N. 02466/2009 REG.RIC.
REPUBBLICA ITALIANA
IN NOME DEL POPOLO ITALIANO
Il Tribunale Amministrativo Regionale per il Veneto
(Sezione Prima)
ha pronunciato la presente
SENTENZA
sul ricorso numero di registro generale 2466 del 2009, proposto da
-OMISSIS-, in persona del legale rappresentante pro tempore, rappresentato e difeso dagli avvocati Giampaolo Bevilacqua e Dimitri Girotto, con domicilio digitale come da PEC da Registri di Giustizia e con domicilio eletto presso lo studio del primo, in Venezia, Santa Croce 444;
contro
Ministero della Difesa - -OMISSIS-, in persona del legale rappresentante pro tempore , rappresentato e difeso dall'Avvocatura Distrettuale dello Stato di Venezia, domiciliataria ex lege , con sede in Venezia, San Marco 63;
per l'annullamento
- del decreto provvedimento -OMISSIS-/-OMISSIS-/-OMISSIS-, con il quale è stata disposta in danno del ricorrente, la perdita del grado per rimozione, per motivi disciplinari, e la conseguente cessazione dal servizio permanente a decorrere dal -OMISSIS-;
- di tutti gli atti annessi, connessi e/o consequenziali.

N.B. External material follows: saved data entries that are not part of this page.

PR #229, opened 2026-05-17
fix multi-instance app lock bypass

avifenesh:
Follow-up to #227.

## What changed
- Mark explicit Linux multi-instance launches with `CODEX_LINUX_MULTI_LAUNCH=1` and export the instance identity into Electron.
- Let only explicit multi-instance launches bypass the Linux app-level `requestSingleInstanceLock()` guard in the main-process patch.
- Add an extracted-app bootstrap patch for the earlier bootstrap-owned single-instance lock, which was still able to exit the second app before the main-process patch mattered.
- Cover both lock paths in patch tests and smoke checks.

## Why
The launcher-side port/state isolation from #227 was necessary but not sufficient: current upstream bundles also have app-level single-instance locks. A second `--new-instance` launch could allocate a separate port and user data dir, then Electron would exit from the bootstrap/main lock path.

## Validation
- `git diff --check`
- `node --check scripts/patches/bootstrap.js`
- `bash -n launcher/start.sh.template && bash -n tests/scripts_smoke.sh`
- Local rebuilt install smoke: original app stayed on `127.0.0.1:5175`; `--new-instance` stayed up on `127.0.0.1:5176` with isolated Electron user data under `~/.local/state/codex-desktop/instances/port-5176/electron-user-data`.

### DIFF
--- a/launcher/start.sh.template
+++ b/launcher/start.sh.template
@@ -36,6 +36,9 @@ MULTI_LAUNCH_ACTIVE=0
 CODEX_LINUX_INSTANCE_ID=""
 LAUNCHER_ARGS=()
 
+# Internal marker consumed by patched Electron bundles; never trust inheritance.
+unset CODEX_LINUX_MULTI_LAUNCH
+
 early_truthy_env_value() {
     case "${1:-}" in
         1|true|TRUE|yes|YES|on|ON) return 0 ;;
@@ -156,6 +159,7 @@ configure_multi_launch_instance() {
     CODEX_LINUX_WEBVIEW_PORT="$selected_port"
     CODEX_LINUX_INSTANCE_ID="port-$CODEX_LINUX_WEBVIEW_PORT"
     MULTI_LAUNCH_ACTIVE=1
+    CODEX_LINUX_MULTI_LAUNCH=1
 
     APP_STATE_DIR="$base_state_dir/instances/$CODEX_LINUX_INSTANCE_ID"
     APP_PID_FILE="$APP_STATE_DIR/app.pid"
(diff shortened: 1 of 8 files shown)


ilysenko (changes requested):
Thanks, this is the right direction, but there is one blocker around the new internal env marker.

`CODEX_LINUX_MULTI_LAUNCH=1` is exported into Electron for explicit `--new-instance` launches, but the launcher does not clear an inherited value on normal launches. That means a child process or shell that inherits `CODEX_LINUX_MULTI_LAUNCH=1` can run `start.sh` without `--new-instance`; the launcher will use the default shared port/profile path, while the patched bootstrap/main-process code will still bypass `requestSingleInstanceLock()`.

A minimal repro is a normal launcher run with `CODEX_LINUX_MULTI_LAUNCH=1` already in the environment: Electron still receives that value even though no multi-instance mode was requested.

Could you reset this internal marker at launcher startup, for example by setting it to `0` or unsetting it before argument parsing, and only exporting `CODEX_LINUX_MULTI_LAUNCH=1` from `configure_multi_launch_instance()` when `--new-instance` or `CODEX_MULTI_LAUNCH=1` actually requested a multi-instance launch? A smoke assertion for the inherited-env case would be good too.

avifenesh:
Addressed in `07631af`.

I now clear `CODEX_LINUX_MULTI_LAUNCH` at launcher startup before parsing args, so an inherited internal marker cannot affect a normal launch. Only explicit `--new-instance` / `CODEX_MULTI_LAUNCH=1` sets it back to `1` inside `configure_multi_launch_instance()`.

Also added a smoke assertion for this inherited-env case. Local checks passed:
- `git diff --check`

avifenesh:
Follow-up pushed in `a7034a5` for the CI smoke failure.

The failed job was not the env-marker assertion; it was the webview probe equivalence harness. Both the old Python reference and new curl probe failed the same ok-marker scenarios because the fixture server could disappear between the TCP-open probe phase and the HTTP marker phase.

I hardened the harness by isolating those phases: TCP verdicts run first, then HTTP marker checks get a fresh threaded fixture server. Also guarded cleanup so helper subshells cannot tear down the parent fixture. Local validation now passes:
- `bash tests/webview_probe_equivalence.sh` x100

ilysenko (approved):
Thanks, this addresses the requested changes.

PR #231, opened 2026-05-17
fix: harden Linux patch helper regressions

ryan-mt:
## Summary

Fixes three small Linux patch-helper regressions found during a focused bug hunt:

- Persist side-by-side Linux settings under the effective app id/settings file instead of hard-coding `codex-desktop`.
- Reset global regex state when scanning webview assets, so global filename patterns match every candidate file.
- Tighten Linux opaque-window idempotency detection so unrelated Linux `userAgent` checks do not suppress required patch warnings.

## Verification

- `git diff --check`
- Added-line static security scan: no findings
- Independent diff review: passed with no security concerns or logic errors


ilysenko (approved):
Thanks, this looks good.

PR #233, opened 2026-05-18
fix: avoid unsupported app-server feature sync during connector login

mingshi2333:
## Problem

On Linux, Codex Desktop's webview syncs its Statsig default feature enablement to the local Codex CLI app-server. Current CLI app servers reject some feature keys present in the bundled webview assets, including `auth_elicitation`, `enable_mcp_apps`, and the default-list entry that resolves to `workspace_dependencies`.

This shows up during connector authentication flows such as Google/Gmail/Drive/Calendar login. After the browser OAuth flow returns, the app can log `unsupported feature enablement ...` and `Failed to sync experimental feature enablement`, leaving the connector auth state looking like it did not make it back into Codex Desktop.

## Root Cause

The Linux package reuses upstream webview assets whose default feature list assumes those keys can be sent to `set-experimental-feature-enablement-for-host`. The current local Codex CLI app-server only accepts a smaller allowlist for that method.

## Changes

- Adds a core Linux webview-asset patch for app-server feature enablement compatibility.
- Filters the default app-server feature sync array down to currently supported feature keys before the webview calls `set-experimental-feature-enablement-for-host`.
- Keeps the broader Statsig mapping data intact; only the default sync payload is filtered.
- Adds patch tests for the current minified bundle shape and drift warning behavior.
- Updates the changelog.

## Validation

- `node --test scripts/patch-linux-window-ui.test.js` passes: 112/112.
- `nix build .#codex-desktop --print-out-paths -L` succeeds.
- Inspected the packaged webview asset and confirmed the default sync array is reduced to `apps`, `memories`, `plugins`, `tool_call_mcp_elicitation`, `tool_search`, and `tool_suggest`.
- Launched the patched build side-by-side with the current local Codex CLI app-server and confirmed `experimentalFeature/enablement/set` returns `errorCode=null`.
- Manually tested Google connector login locally with the patched build; the login flow returned successfully and the logs no longer show `unsupported feature enablement` or `Failed to sync experimental feature enablement` for the connector flow.

### DIFF
--- a/CHANGELOG.md
+++ b/CHANGELOG.md
@@ -11,6 +11,7 @@ The format is based on [Keep a Changelog](https://keepachangelog.com/).
 - The bundled Chrome plugin is now auto-installed during app startup, matching Browser Use, so the plugin page no longer falls back to an install button after restart when the Linux native host is already staged.
 - Nix builds, installer apps, and dev shells now use modern `7zz`, and the installer dependency check accepts `7zz` without requiring a separate legacy `7z` binary.
 - Codex Desktop no longer removes user-enabled `remote_control = true` from the local Linux config before starting the app server.
+- Linux webview bundles no longer ask current Codex CLI app servers to enable unsupported feature flags, avoiding connector authentication sync errors.
 
 ## [0.8.0] - 2026-05-16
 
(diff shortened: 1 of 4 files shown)


mingshi2333:
Good catch. The patch now replaces the feature array at the regex match index instead of calling string replace on the first identical literal. I also added a regression test where an identical unsupported feature array appears earlier in the bundle, so the patch only mutates the array associated with the statsig_default_enable_features / set-experimental-feature-enablement-for-host sync path.

PR #240, opened 2026-05-19
[codex] Fix Linux remote mobile control auth

avifenesh:
## Summary

Fix Linux remote mobile control so a Linux desktop can both enroll as a controller and load remote-control environments after authorization.

This carries three narrow compatibility fixes in the `remote-mobile-control` Linux feature:

- Accept the server-returned account user id when the auth token uses the account-scoped user id shape, and store the enrollment under the server-returned id.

Visti il ricorso e i relativi allegati;
Visto l'atto di costituzione in giudizio del Ministero della Difesa;
Visti tutti gli atti della causa;
Relatore nell'udienza smaltimento del giorno 1° dicembre 2020 tenuta con le modalità di cui agli artt. 84, comma 6, D.L. n. 18 del 2020 e 4, comma 1, D.L. n. 28 del 2020 e 25, D.L. n. 137 del 2020, il dott. Nicola Bardino;
Ritenuto e considerato in fatto e diritto quanto segue.
FATTO e DIRITTO
1. Il ricorrente, -OMISSIS--OMISSIS- “-OMISSIS-”, in data -OMISSIS- veniva sottoposto a perquisizione locale dal parte di agenti della -OMISSIS-, che rinvenivano un ingente quantitativo di marijuana nascosto in un sacco dell’immondizia, distribuito in nove confezioni del peso complessivo di 7,494 Kg, oltre ad hashish, ad un bilancino di precisione e a 1.200,00 euro, in denaro contante.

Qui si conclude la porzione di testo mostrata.